GCHAZV
July 3, 2004
Nashville, TN
Attended Logs: 129 ("236 people attended..." families under one name were common)
Committee Representative: RobertLipe
After hitting the goals of bringing people from far away for the original GeoWoodstock, Joe Armstrong knew the second needed to be near his home town where he could rally additional local support, so he chose a local park he worked with for years, Warner Park, as the location The original idea of attracting as many cachers as possible - and from as far away - remained strong, but the hosting team really amped it up for a day or even weekend of family fun. Though touted as "a very laid back event to meet and greet", this event innovated in the number of traditions that remain in GeoWoodstock today. This was the first event that really unified the attention of Garmin, Magellan, and Groundspeak.
Tennessee Farm Raised Catfish dinner was fried on location on demand by our own r0b that spent hours prepping, cheffing, cleaning, and even later, driving attendees.
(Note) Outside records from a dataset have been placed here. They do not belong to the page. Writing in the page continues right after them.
PR #13713, opened 2026-05-11
[v4] Implement Reimbursements suite 

Mohamad-Mortada:
## Summary of the problem
We all would love if HCB Mobile supported reimbursements. Well now we can via the API :)

## Describe your changes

Every attendee was fed lunch (including condiments, drinks, etc.) at no cost to them.
A staffed first aid station was available. Good thing as we had one cacher bust open his arm falling in the nearby creek, earning a little lidocaine, six sutures, and a gauze wrap on the spot from GeoGyn before returning to the fun.
A poker run was available for the first time with 235 trade items at launch. Laptops were used on site to eliminate the need to enter coordinates by hand. The two prominent Garmin cables and the two Magellan cables in use in that era were all connected with USB/Serial adapters (there were no USB GPSes) to each laptop and each laptop could load up to 4 GPSes as quickly as users could connect their cables. The line moved very quickly.
Joe contacted GPS vendors and Groundspeak store for door prizes, including one GPS from Magellan, to be given away. Every attendee walked away a winner of something. This was the first event to really show the GPS vendors that geocaching was a sizable and growing market.
Multiple organized "power runs", showing it was possible to physically log 240 finds in a 24 hour period just over 100 in about twelve hours were hosted by locals. To prepare for this, this was also the first GeoWoodstock to work with placers to "fluff" their caches (replace logbooks, etc.) in advance and notify local law enforcement about increased suspicious traffic. About 10,000 geocaches were logged in the area that weekend.
Institutionalized the GeoWoodstock tradition of the group shot. The shot was taken by boosting ClayJar "cheerleader style" onto the roof of the pavilion. This also began the tradition of capturing a photo of those that had been to the previous GeoWoodstock.
The first where a T-shirt was available, though not from the event host. Geocacher CyBret offered a link to his own artwork via a CafePress store.
This event began the tradition of 'closing ceremony' speech delivered by the host. JoGPS stood in the back of his truck, thanked everyone for attending and the sponsors, and announced the location of the following GeoWoodstock - a tradition that remains today.
First GeoWoodstock with a Travel Bug checkin area.
First with an international contingent that made the trip from Germany specifically to meet this group.